The Last of the Asiatic Lions

First it was the tigers in Rajasthan, and now its the turn of what's left of the Asiatic lion, a subspecies of the once upon a time was found from Greece to Central India. The lions in India began to disappear way in the the early 1900s. Hunting was, of course, rampant. But the bulk of the population suffered due to a backlash of a severe drought that hit the western part of the country. So severe was the problem that the lions took to hunting humans and that brought them in direct fire. It is said that the census counts for 1910 was a few dozen lions, though that could be a complete underestimation.

The last refuge for the Asiatic lion is the Gir Wildlife Sanctuary and National Park that covers about 1000 and the number of lions is estimated at about 300 individuals.

The first incident was a small report in the Times of India onthe 1st of April about the death of an adult lion and a cub. Though the deaths were put down as "natural causes", there is room for doubt. After all, I don't think the government would be too keen on extending the true cause for death. The next day another report told the public about an arrest of a poacher, and the news of the 3rd of April was the arrest of another 3.

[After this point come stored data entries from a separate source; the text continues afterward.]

PR #896, opened 2026-08-16
fix(hermes-atm): RC verification blockers (installer toolset, non-mutating read, CLI read selection)

randlee:
## Summary

Fixes 3 release-blocking findings from live hermes-atm RC verification against `develop`, independently corroborated by GitHub issues filed from real release-proof testing (alpha-prime/omega-prime@hermes).

- **#894 / HERMES-RC-001**: `hermes-atm`'s installer only wrote `plugins.enabled` in Hermes' config, not the required `platform_toolsets` entry -- left the plugin manifest "enabled" while native tools were functionally absent (omega-prime profile). Commit `1e9aca55`.
- **#893 / HERMES-RC-002**: native `atm_read` (via `read_tool`) used the mutating read path (`read_mail_with_runtime_impl(MutatingRead)`) instead of the non-mutating peek path, violating atm_read's documented "without mutating it" contract. Commit `cd59d6b7`.
- **#895 / HERMES-RC-003**: CLI `atm read`'s `with_caller_chat_id()` set a `participant_filter` requiring `destination_chat_id == chat_id`, but agent-addressed mail has NULL `destination_chat_id` -- silently dropped all unread mail from CLI `atm read` (both `--unread` and default selection). This is core CLI behavior, not hermes-atm-specific. Commit `a34d4840`.

## Test plan
- [x] `cargo fmt --check`, `cargo clippy --workspace -- -D warnings`, `just lint`, full `cargo test`, `just test` (506 tests)
- [x] Clean `hermes-graft` bridge wheel install
- [x] Fresh rebuilt-wheel reinstall/reset live proof: native tools registered; native read `mutation_applied=false` and message stayed unread; native send delivered (with one transient reconnect retry)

Poaching of the lions began more than a month ago, but it came under the limelight only when the arrests were made. About 9 lions have died since early February this year. Considering the numbers of lions is so low, this could pronounce the doom for this subspecies, the only surviving population being in the little pocket of Gir.

The boundaries of Gir have no protection, and it has taken the death of a lot of wildlife in the area for the Gujarat government to wake up. Though arrests have been made and the extra forces deployed, it could be expected that it would take the unwarranted death of a few more lions and other wildlife for someone with the power to do something to wake up and smell the possible disappearance of another animal from this country.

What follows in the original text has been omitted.